------ STUDY MATERIAL

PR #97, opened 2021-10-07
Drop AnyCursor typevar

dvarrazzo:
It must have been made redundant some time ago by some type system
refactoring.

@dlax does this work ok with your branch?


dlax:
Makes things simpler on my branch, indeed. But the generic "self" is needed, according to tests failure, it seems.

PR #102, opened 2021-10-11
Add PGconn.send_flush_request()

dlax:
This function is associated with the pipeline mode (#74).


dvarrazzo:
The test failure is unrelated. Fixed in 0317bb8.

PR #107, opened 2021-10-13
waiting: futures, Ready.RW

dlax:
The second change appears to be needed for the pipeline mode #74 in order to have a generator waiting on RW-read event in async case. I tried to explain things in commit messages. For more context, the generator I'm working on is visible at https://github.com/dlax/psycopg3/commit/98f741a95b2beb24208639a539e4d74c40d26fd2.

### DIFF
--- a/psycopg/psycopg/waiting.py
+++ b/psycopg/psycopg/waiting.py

------------

_EXERCISE:_
Reproduce all of the records, keeping every character unchanged.

_RESPONSE AREA:_
PR #97, opened 2021-10-07
Drop AnyCursor typevar

dvarrazzo:
It must have been made redundant some time ago by some type system
refactoring.

@dlax does this work ok with your branch?


dlax:
Makes things simpler on my branch, indeed. But the generic "self" is needed, according to tests failure, it seems.

PR #102, opened 2021-10-11
Add PGconn.send_flush_request()

dlax:
This function is associated with the pipeline mode (#74).


dvarrazzo:
The test failure is unrelated. Fixed in 0317bb8.

PR #107, opened 2021-10-13
waiting: futures, Ready.RW

dlax:
The second change appears to be needed for the pipeline mode #74 in order to have a generator waiting on RW-read event in async case. I tried to explain things in commit messages. For more context, the generator I'm working on is visible at https://github.com/dlax/psycopg3/commit/98f741a95b2beb24208639a539e4d74c40d26fd2.

### DIFF
--- a/psycopg/psycopg/waiting.py
+++ b/psycopg/psycopg/waiting.py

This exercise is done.